I obediently looked at the crack on the wall and nodded. It wasn’t the same, though. Whoever did that was probably playing when it happened, at least.

“And there, and there.” He pointed out other cracks and dents in the walls and ceiling. “It’s no big deal, happens all the time. No one will notice one more dent among the rest of them. Okay?”

“Okay.” I forced a smile back onto my face. I couldn’t deny his earnest expression.

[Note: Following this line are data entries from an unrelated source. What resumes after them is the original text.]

PR #14981, opened 2020-09-10
Fix markdown for prerelease

ecraig12345:
Add comments for change type `prerelease` to release notes entries.

~~Disallow change type `major` for all packages, to prevent accidental major changes. You can still do a major change by choosing `minor` on the command line then manually editing the change file.~~ (reverted pending beachball fix)

### DIFF
--- a/scripts/beachball/index.ts
+++ b/scripts/beachball/index.ts
@@ -9,6 +9,9 @@ export const config: BeachballConfig = {
       disallowedChangeTypes: ['major'],
     },
   ],
+  // This prevents accidental major changes. You can manually do a major change by selecting
+  // "minor" on the command line and then changing it to "major" by editing the change file.
+  disallowedChangeTypes: ['major'],
   changelog: {
     customRenderers: {
       renderHeader,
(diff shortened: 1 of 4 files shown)


scripts/beachball/index.ts
```diff
@@ -9,6 +9,9 @@ export const config: BeachballConfig = {
       disallowedChangeTypes: ['major'],
     },
   ],
+  // This prevents accidental major changes. You can manually do a major change by selecting
+  // "minor" on the command line and then changing it to "major" by editing the change file.
+  disallowedChangeTypes: ['major'],
```
xugao, line 14: unfortunately this won't work as is. We will either need to update beachball code (I don't think it's going to be straight forward) or add this individually in each package.json
It doesn't work because of `groups` is being defined above.

xugao:
```
Found changes in the following packages:
  office-ui-fabric-react
Cannot have a disallowedChangeType inside a package config (office-ui-fabric-react) when there is a group defined; use the groups.disallowedChangeTypes instead.
ERROR: Groups defined inside the configuration is invalid
[
  {
    name: 'Fluent UI React',
    include: [ 'packages/office-ui-fabric-react', 'packages/react' ],
    disallowedChangeTypes: [ 'major' ]
  }
]
```

xugao: i believe this is the right fix: https://github.com/microsoft/beachball/pull/403/files

PR #432, opened 2016-10-20
Update DocumentCard title font

atneik:
And removing div

PR #14982, opened 2020-09-10
[Nav][Accessibility] Selected items are not announced by narrator

### LINKED ISSUE #13160: Nav Component: Selected Information Not Convey in Edge Chromium  As well same for High light not say it is not selected
Nav Component:  selected / not selected  Information not Convey in Edge Chromium.
**Browser**
 Edge Chromium (any)

Screen Reader
Narrator 

Expected Result
When Focus Jumps to Any Nav item and if it is already selected message should Convey to Narrator in Edge Chromium  that it is selected along with text. Similar case in not selected situation. 

Actual Result
It is not convey message of Selected / not selected nav item.

image

cimoli-dev:
#### Pull request checklist

- [x] Addresses an existing issue: Fixes #13160

#### Description of changes

To get narrator to announced the selected nav item, aria-selected attributed must be added to the list item. However, that attribute is only supported on the following roles: gridcell, option, row, tab.

Because of that, change the role of the items from 'listitem' to 'treeitem' and set the value to true/false depending on if the link is selected.

However, there is a known issue in both narrator and JAWS where the selected state is not being announced. I've added a comment in the code about this.
[Aria-selected and aria-checked are not output correctly for trees #432](https://github.com/FreedomScientific/VFO-standards-support/issues/432)

image


ecraig12345 (changes requested):
I don't think `tab` is the right role here. `aria-selected` is also supported on [several other roles](https://www.w3.org/TR/wai-aria/#aria-selected) including `treeitem`, which I think would be more appropriate here. In that case the role of the `<ul>` would need to be changed to `tree`.

cimoli-dev:
@ecraig12345 I'm using tree and treeitem now. However, narrator and JAWS are not announcing the selected property. It appears to be an open issue for both ATs. Because of that i've added a comment about it near the change.

ecraig12345:
> @ecraig12345 I'm using tree and treeitem now. However, narrator and JAWS are not announcing the selected property. It appears to be an open issue for both ATs. Because of that i've added a comment about it near the change.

“You good?” He studied me intently, and I tried to relax, to get back into the easy flirting we were enjoying just a few minutes earlier.

“Yeah, let’s keep playing. I think I was about to win.”

He laughed, and we went back to the game, but I was more nervous and awkward now. Still, he soon had me laughing for real again. Even when our friends came over and we all took turns playing, Dylan stuck by my side. Instead of feeling self-conscious, I felt like the luckiest girl at the bar. With Dylan and me playing as one, his hands wrapped around mine, I was a fucking superstar.

“Thank you for coming out for my birthday! I had the best time!” Nicky’s colleague burst out, drawing my attention away from Dylan.

What? How was the night over already? I looked around, desperately hoping she was the only one leaving, but everyone was taking her cue and getting ready to go. My eyes snapped back to Dylan. I wasn’t ready to say goodbye to him.

Dylan held my gaze, his eyes warm and soft, and he ran his fingers down my jaw.

“Juliette,” he murmured.

I could barely breathe. Was he going to ask for my number? Kiss me? Or just thank me for a fun night?

Please don’t thank me and walk away.

“I’m not ready to say goodbye yet. Are you hungry?”